One thing that was really important to me after graduating was to find a job where I could do everything I learned. I do kidney, liver, pediatric, breast, and obstetric scans. While it’s the same kind of pattern scanning patients, it’s a new exam every time.
What do you love about your job?
I love the structure and organization of scanning. It’s kind of an art; you want to get the most picture-perfect, textbook image. Sometimes that’s not possible, but you really work hard for it, because you want it to be diagnostic for the radiologist. My favorite thing is getting a satisfying picture for my radiologist so we can get the best answers for the patient.
Do you have a favorite type of scan?
I love, love, love liver dopplers! There is something satisfying about successfully getting a waveform with information like velocity and waveform morphology in different vessels throughout the liver. I love abdominal and vascular ultrasound, and it’s a more challenging exam that combines both.
What is most challenging about your job?
It’s challenging being so new. Even though three years of clinical exposure seems like a lot, there is still so much to learn, especially in the first year as a new grad. The University of Iowa made me feel very confident and prepared, but I now have a responsibility to the patient that I didn’t have as a student. I don’t have a preceptor I can run to with questions. It’s a lot of pressure.
But even as a seasoned tech, I think you can overlook things if you’re too confident. So even then, I think one of the challenges could be the same—just being responsible for the patient outcome.
What advice would you give to someone considering this career?

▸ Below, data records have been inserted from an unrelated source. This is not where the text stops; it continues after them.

PR #2011, opened 2018-02-21
fix(clouddriver): Getting task from clouddriver master when timed out attempts to replicas

jeyrschabu:
- keeping track if we have tried master
- added fx to look up task from master directly (KatoRestService)

### DIFF
--- a/orca-clouddriver/src/main/groovy/com/netflix/spinnaker/orca/clouddriver/tasks/MonitorKatoTask.groovy
+++ b/orca-clouddriver/src/main/groovy/com/netflix/spinnaker/orca/clouddriver/tasks/MonitorKatoTask.groovy
@@ -72,21 +72,29 @@ class MonitorKatoTask implements RetryableTask {
     }
 
     Task katoTask
+    def skipReplica = stage.context."kato.task.skipReplica" ?: false
     try {
-      katoTask = kato.lookupTask(taskId.id).toBlocking().first()
+      katoTask = kato.lookupTask(taskId.id, skipReplica as Boolean).toBlocking().first()
     } catch (RetrofitError re) {
       //handle a 404 if a task update has not successfully replicated to a read replica
       if (re.kind == RetrofitError.Kind.HTTP && re.response.status == HttpURLConnection.HTTP_NOT_FOUND) {
         def firstNotFoundRetry = stage.context."kato.task.firstNotFoundRetry" as Long
+
         def now = clock.millis()
         def ctx = [:]
         if (firstNotFoundRetry == null || firstNotFoundRetry == -1) {
           ctx['kato.task.firstNotFoundRetry'] = now
           firstNotFoundRetry = now
         }
+
         if (now - firstNotFoundRetry > TASK_NOT_FOUND_TIMEOUT) {
+          if (skipReplica) {
+            // immediately fail the first time it gets a 404 directly from the master
+            throw re
+          }
+
           registry.counter("monitorKatoTask.taskNotFound.timeout").increment()
-          throw re
+          ctx['kato.task.skipReplica'] = true
         }
 
         registry.counter("monitorKatoTask.taskNotFound.retry").increment()
--- a/orca-clouddriver/src/test/groovy/com/netflix/spinnaker/orca/clouddriver/tasks/MonitorKatoTaskSpec.groovy
+++ b/orca-clouddriver/src/test/groovy/com/netflix/spinnaker/orca/clouddriver/tasks/MonitorKatoTaskSpec.groovy
@@ -34,6 +34,8 @@ import spock.lang.Specification
 import spock.lang.Subject
 import spock.lang.Unroll
 
+import static com.netflix.spinnaker.orca.test.model.ExecutionBuilder.stage
+
 class MonitorKatoTaskSpec extends Specification {
 
   def now = Instant.now()
@@ -43,7 +45,7 @@ class MonitorKatoTaskSpec extends Specification {
   def "result depends on Kato task status"() {
     given:
     task.kato = Stub(KatoService) {
-      lookupTask(taskId) >> Observable.from(new Task(taskId, new Task.Status(completed: completed, failed: failed), [], []))
+      lookupTask(taskId, false) >> Observable.from(new Task(taskId, new Task.Status(completed: completed, failed: failed), [], []))
     }
 
     and:
@@ -68,7 +70,7 @@ class MonitorKatoTaskSpec extends Specification {
   def "result depends on Kato task status and result object size for create/upsert operations"() {
     given:
     task.kato = Stub(KatoService) {
-      lookupTask(taskId) >> Observable.from(new Task(taskId, new Task.Status(completed: true), resultObjects, []))
+      lookupTask(taskId, false) >> Observable.from(new Task(taskId, new Task.Status(completed: true), resultObjects, []))
     }
 
     and:
@@ -127,7 +129,7 @@ class MonitorKatoTaskSpec extends Specification {
     }
     def stage = new Stage(Execution.newPipeline("orca"), "whatever", ctx)
     task.kato = Stub(KatoService) {
-      lookupTask(taskId) >> { retrofit404() }
+      lookupTask(taskId, false) >> { retrofit404() }
     }
 
     when:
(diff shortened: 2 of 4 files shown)


orca-clouddriver/src/main/groovy/com/netflix/spinnaker/orca/clouddriver/tasks/MonitorKatoTask.groovy
```diff
@@ -72,21 +72,29 @@ class MonitorKatoTask implements RetryableTask {
     }
 
     Task katoTask
+    def firstNotFoundRetrySkippingReplica = stage.context."kato.task.firstNotFoundRetry.skipReplica" as Long
```
ajordens: Including the `firstNotFoundRetry` in this key seems strange ... 

`def skipReplica = stage.context."kato.task.skipReplica" ?: false` instead?

I don't really think it needs to be a timestamp?

orca-clouddriver/src/main/groovy/com/netflix/spinnaker/orca/clouddriver/tasks/MonitorKatoTask.groovy
```diff
@@ -72,21 +72,29 @@ class MonitorKatoTask implements RetryableTask {
...
     try {
-      katoTask = kato.lookupTask(taskId.id).toBlocking().first()
+      katoTask = kato.lookupTask(taskId.id, firstNotFoundRetrySkippingReplica != null).toBlocking().first()
     } catch (RetrofitError re) {
       //handle a 404 if a task update has not successfully replicated to a read replica
       if (re.kind == RetrofitError.Kind.HTTP && re.response.status == HttpURLConnection.HTTP_NOT_FOUND) {
-        def firstNotFoundRetry = stage.context."kato.task.firstNotFoundRetry" as Long
+        def firstNotFoundRetry = !firstNotFoundRetrySkippingReplica ? stage.context."kato.task.firstNotFoundRetry" as Long
```
ajordens: I don't think this is necessary

orca-clouddriver/src/main/groovy/com/netflix/spinnaker/orca/clouddriver/tasks/MonitorKatoTask.groovy
```diff
@@ -72,21 +72,29 @@ class MonitorKatoTask implements RetryableTask {
...
+
         def now = clock.millis()
         def ctx = [:]
         if (firstNotFoundRetry == null || firstNotFoundRetry == -1) {
           ctx['kato.task.firstNotFoundRetry'] = now
           firstNotFoundRetry = now
         }
+
         if (now - firstNotFoundRetry > TASK_NOT_FOUND_TIMEOUT) {
+          if (firstNotFoundRetrySkippingReplica) {
```
ajordens: Is this just an optimization? Are you thinking you want it to immediately fail the first time it gets a 404 directly from the master?

If so maybe a comment along those lines. I also think the variable being called `skipReplica` is a little clearer than `firstNotFoundRetrySkippingReplica`.

orca-clouddriver/src/test/groovy/com/netflix/spinnaker/orca/clouddriver/tasks/MonitorKatoTaskSpec.groovy
```diff
@@ -146,15 +146,58 @@ class MonitorKatoTaskSpec extends Specification {
...
+    }
+
+    when:
+    def result = task.execute(stage)
+
+    then:
+    result.status == ExecutionStatus.RUNNING
+    result.context['kato.task.notFoundRetryCount'] == 1
+    if (!skipReplicaFlag) {
+      result.context['kato.task.firstNotFoundRetry.skipReplica'] == null
```
ajordens: I would avoid the if/else in your `then` block and just make this equal some concrete variable you specify in your `where` block down below.

ie.

```
blah | blarg || shouldSkipReplica
x    | y     || true
```

orca-clouddriver/src/test/groovy/com/netflix/spinnaker/orca/clouddriver/tasks/MonitorKatoTaskSpec.groovy
```diff
@@ -146,15 +146,58 @@ class MonitorKatoTaskSpec extends Specification {
...
+    } else {
+      result.context['kato.task.firstNotFoundRetry.skipReplica'] != null
+    }
+
+    where:
+    taskId = "katoTaskId"
```
ajordens: making a constant for `taskId` down here doesn't really add a lot of value ... you could just define that in your `given` block

orca-clouddriver/src/test/groovy/com/netflix/spinnaker/orca/clouddriver/tasks/MonitorKatoTaskSpec.groovy
```diff
@@ -146,15 +146,58 @@ class MonitorKatoTaskSpec extends Specification {
...
+    if (previousRetry) {
+      ctx.put('kato.task.firstNotFoundRetry', now.minusMillis(elapsed).toEpochMilli())
+    } else {
+      if (previousRetryFlag != null) {
+        ctx.put('kato.task.firstNotFoundRetry', previousRetryFlag)
+      }
+    }
+
+    def stage = new Stage(Execution.newPipeline("orca"), "whatever", ctx)
+    task.kato = Stub(KatoService) {
```
ajordens: This sort of thing might make more sense as a `Mock` that you then configure and assert calls against in your `then` block

orca-clouddriver/src/main/groovy/com/netflix/spinnaker/orca/clouddriver/tasks/MonitorKatoTask.groovy
jeyrschabu: I had something else in mind using the stamp, but since we are only retrying the master once, I like the idea of using a boolean

orca-clouddriver/src/test/groovy/com/netflix/spinnaker/orca/clouddriver/tasks/MonitorKatoTaskSpec.groovy
```diff
@@ -146,15 +146,65 @@ class MonitorKatoTaskSpec extends Specification {
...
+    def taskId = "katoTaskId"
+    def elapsed = MonitorKatoTask.TASK_NOT_FOUND_TIMEOUT + 1
+    task.kato = Mock(KatoService)
+
+    def stage = new Stage(Execution.newPipeline("orca"), "whatever", [
+      "kato.last.task.id": new TaskId(taskId),
+      "kato.task.firstNotFoundRetry": now.minusMillis(elapsed).toEpochMilli()
+    ])
+
+    assert !(stage.context['kato.task.skipReplica'] as Boolean)
```
ajordens: this seems unnecessary

orca-clouddriver/src/test/groovy/com/netflix/spinnaker/orca/clouddriver/tasks/MonitorKatoTaskSpec.groovy
```diff
@@ -146,15 +146,65 @@ class MonitorKatoTaskSpec extends Specification {
...
+
+    when:
+    def result = task.execute(stage)
+
+    then:
+    result.context['kato.task.skipReplica'] as Boolean
```
ajordens: this is maybe a little more readable as `result.context['kato.task.skipReplica'] == true`

IntelliJ might complain but I still find it more readable

orca-clouddriver/src/test/groovy/com/netflix/spinnaker/orca/clouddriver/tasks/MonitorKatoTaskSpec.groovy
```diff
@@ -146,15 +146,65 @@ class MonitorKatoTaskSpec extends Specification {
     "about to fail"      | MonitorKatoTask.TASK_NOT_FOUND_TIMEOUT     |  true         | 'N/A'
   }
 
+  def "should set kato.task.skipReplica=true when getting a task from clouddriver times out"() {
+    given:
+    def taskId = "katoTaskId"
+    def elapsed = MonitorKatoTask.TASK_NOT_FOUND_TIMEOUT + 1
+    task.kato = Mock(KatoService)
+
+    def stage = new Stage(Execution.newPipeline("orca"), "whatever", [
```
ajordens: There is a shorthand way of doing I think ..

```
def stage = stage {
  context = [
    "kato.last.task.id": ...
  ]
}
```

`stage {` comes from ExecutionBuilder

orca-clouddriver/src/test/groovy/com/netflix/spinnaker/orca/clouddriver/tasks/MonitorKatoTaskSpec.groovy
```diff
@@ -146,15 +146,65 @@ class MonitorKatoTaskSpec extends Specification {
...
+    def taskId = "katoTaskId"
     def ctx = [
       "kato.last.task.id": new TaskId(taskId)
     ]
     ctx.put('kato.task.firstNotFoundRetry', now.minusMillis(elapsed).toEpochMilli())
+    ctx.put('kato.task.skipReplica', true)
     def stage = new Stage(Execution.newPipeline("orca"), "whatever", ctx)
     task.kato = Stub(KatoService) {
-      lookupTask(taskId) >> { retrofit404() }
+      lookupTask(taskId, false) >> { retrofit404() }
```
ajordens: If we're setting `skipReplica == true` should we ever even expect a call to `lookupTask(taskId, false)`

Something I didn't know before is how ergonomics is so, so important in this field. In ultrasound specifically, I didn't realize how much force is needed on your body to get the best images. Within the last few years, ergonomics became more of a “thing,” but prior to then, you would see a lot of seasoned techs who have a lot of work-related injuries. But the diagnostic medical sonography program through the University of Iowa wanted to reduce those numbers and began educating us that it’s a lot on your body, so you have to take ergonomics seriously.
The biggest takeaway that I got specifically from our program was that it’s not important just to get the “prettiest” picture. It’s important to get the picture that’s diagnostic for our patients.
Todd Woods [BSDMS, RDMS, RVT, RT(R)] said we should treat each patient like they’re our own grandma. It’s easy to get caught up in getting your protocol images, but if you treat your patients like they’re a loved one, that will motivate you to look for the problem, too.